When in the summer do you not recommend going to France....i.e what are the French summer holiday dates?

Thanks in advance

DD


----------



## autostratus (May 9, 2005)

These are threads with a similar question:-
http://www.motorhomefacts.com/fsearch-results.html

And this one in particular:-
http://www.motorhomefacts.com/ftopic-11830.html&highlight=french+school+holidays


----------



## chapter (May 1, 2005)

a lot of sites near the coast are full for hire caravans from the 5th july find a area and check the camp web sites


----------



## xgx (Oct 14, 2005)

July and August are the best ones to avoid... say the pundits

don't know if it's true or not 'cos I've always taken the advice :lol:


----------



## Pusser (May 9, 2005)

I once didn't take the advice and spent half my holiday on the Sol route in the biggest jam I have ever seen. Made the M25 look reasonable. Also the coast road is a nightmare and finding a bit of sand free from naked bosoms is almost impossible. But hey, it's a holiday and sometimes you have to make sacrifices. :roll:


----------



## Boff (May 10, 2005)

Hi DD,

there are no bad times for the whole of France. However: 

Avoid the Mediterranean coast between mid-July and end of August! 

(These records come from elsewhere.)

PR #14374, opened 2024-09-17
chore(suite): refactor usages of deprecated getNetworkCompatible

Lemonexe:
Refactoring deprecated [getNetworkCompatible](https://github.com/trezor/trezor-suite/blob/722f5c99d35a53488f00b2ff46c7b500d813b31f/suite-common/wallet-utils/src/accountUtils.ts#L490-L494) to either [getNetwork, or getNetworkOptional](https://github.com/trezor/trezor-suite/blob/722f5c99d35a53488f00b2ff46c7b500d813b31f/suite-common/wallet-config/src/utils.ts#L73-L76)

## Description

`getNetworkCompatible`, which returns deprecated `NetworkCompatible`, is swapped for either:
- `getNetwork` if symbol is guaranteed to be `NetworkSymbol` type, then return `Network` and remove need for nullable handling :slightly_smiling_face: 
- `getNetworkOptional` if we can't be sure, then return `Network | undefined` _(as before)_

:information_source: Most occurrences were refactored - only the simple cases, where it doesn't change anything (the subsequent code consumes only those properties of `Network` which are common with `NetworkCompatible`).
Only several usages are waiting for a future refactoring.

## Related Issue

Part of #13839

## Screenshots:

It's quite straightforward refactoring, but still I selected a few easy-to-test places:

`AccountNavigation` still has correct tabs as per network's features 
AccountNavigation

`PortfolioCardException` reproducible with Tor + localhost REGTEST :upside_down_face: 
PortfolioCardException regtest + tor

`NoTransaction` not reproducible, had to comment code to get it, but the blockchain link still works:  
NoTransaction

### DIFF
--- a/suite-common/formatters/src/formatters/NetworkNameFormatter.ts
+++ b/suite-common/formatters/src/formatters/NetworkNameFormatter.ts
@@ -1,9 +1,8 @@
-import { NetworkSymbol } from '@suite-common/wallet-config';
-import { getNetworkCompatible } from '@suite-common/wallet-utils';
+import { getNetwork, NetworkSymbol } from '@suite-common/wallet-config';
 
 import { makeFormatter } from '../makeFormatter';
 
 export const NetworkNameFormatter = makeFormatter<NetworkSymbol, string>(
-    value => getNetworkCompatible(value)?.name || value,
+    value => getNetwork(value).name,
     'NetworkNameFormatter',
 );
--- a/packages/suite/src/actions/wallet/cardanoStakingActions.ts
+++ b/packages/suite/src/actions/wallet/cardanoStakingActions.ts
@@ -5,13 +5,10 @@ import { PendingStakeTx, PoolsResponse, CardanoNetwork } from 'src/types/wallet/
 import { Account, WalletAccountTransaction } from 'src/types/wallet';
 import { Dispatch, GetState } from 'src/types/suite';
 import { getUnixTime } from 'date-fns';
-import {
-    isPending,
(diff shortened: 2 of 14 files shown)


suite-common/formatters/src/formatters/NetworkNameFormatter.ts
```diff
@@ -1,9 +1,8 @@
-import { NetworkSymbol } from '@suite-common/wallet-config';
-import { getNetworkCompatible } from '@suite-common/wallet-utils';
+import { getNetwork, NetworkSymbol } from '@suite-common/wallet-config';
 
 import { makeFormatter } from '../makeFormatter';
 
 export const NetworkNameFormatter = makeFormatter<NetworkSymbol, string>(
-    value => getNetworkCompatible(value)?.name || value,
+    value => getNetwork(value).name,
```
Lemonexe, line 6: only used in native [here](https://github.com/trezor/trezor-suite/blob/5b29207bb5024babd48fd5ed504c3ca3b6ee51d7/suite-native/accounts/src/components/AccountListItem.tsx#L71) & [here](https://github.com/trezor/trezor-suite/blob/89d864e8c7aff4a5b6b46b49c4cbc6d12d3ca07d/suite-native/assets/src/components/AssetItem.tsx#L116), there it is called with `NetworkSymbol` type, so it's guaranteed to get a `Network`

komret (approved):

matejkriz (approved):
mobile part looks good 👌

And, should you dislike fireworks, then strictly avoid the whole of France on July 14th.

All the rest should at all times be agreeable, however you might feel the need to learn German if you are in the Bretagne region during August. :wink: 

Best Regards,
Gerhard


----------



## Grizzly (May 9, 2005)

Up until last year we have always had to take our main holiday in July /August. If you stay away from the tourist trap areas then you should have no problems with campsites or busy roads. I can't recall ever being turned away from a site. France is so much bigger than UK so the crowds tend to spread out more. 

Take note of the national holidays (see websites) and shop accordingly. Shops close and so do many petrol stations. Those on the autoroute are usually open but it is an expensive way to get fuel if you have to pay tolls as well !

If you want empty roads then between 12 and 1pm any day - when the world stops for lunch under a shady tree !

G


----------



## fingzuk (May 12, 2006)

*Med in July and August*

Hello everyone I am a new member and I was just wondering why Boff advises to avoid the Med Coast in July and August ? We (my hubby & me ) are off touring through France and on to the Costa del sol, mid July until the 30th August !!


----------



## BERTHA (May 21, 2005)

We have found that from Mid August it starts to get a little quiter, I think many of the Spanish take the end of July up around Mid August and then return to work.

We have been going to the camp sites in France and Spain for about 5 Years but don't go out until around the 12th August, the 1st week seems very busy but by our 2nd week there seems a lot less tourers around

Hugh


----------



## sersol (Aug 1, 2005)

We went to Normandy last August (end week) no problems at all.
Gary


----------



## Boff (May 10, 2005)

*Re: Med in July and August*



fingzuk said:


> Hello everyone I am a new member and I was just wondering why Boff advises to avoid the Med Coast in July and August ?


Hi,

from mid-July to end of August there are school holidays in the whole of France. And many other countries as well. Means that especially the Med Coast is always very crowded. Including all negative aspects of mass tourism like high prices, low quality of service, overcrowded camp sites requiring long-term pre-booking, increased theft rates etc.

However, this is only valid for the immediate coast line. Just some kilometres away from the coast it will be much better. Major tourist traps exempted.

Best Regards,
Gerhard


----------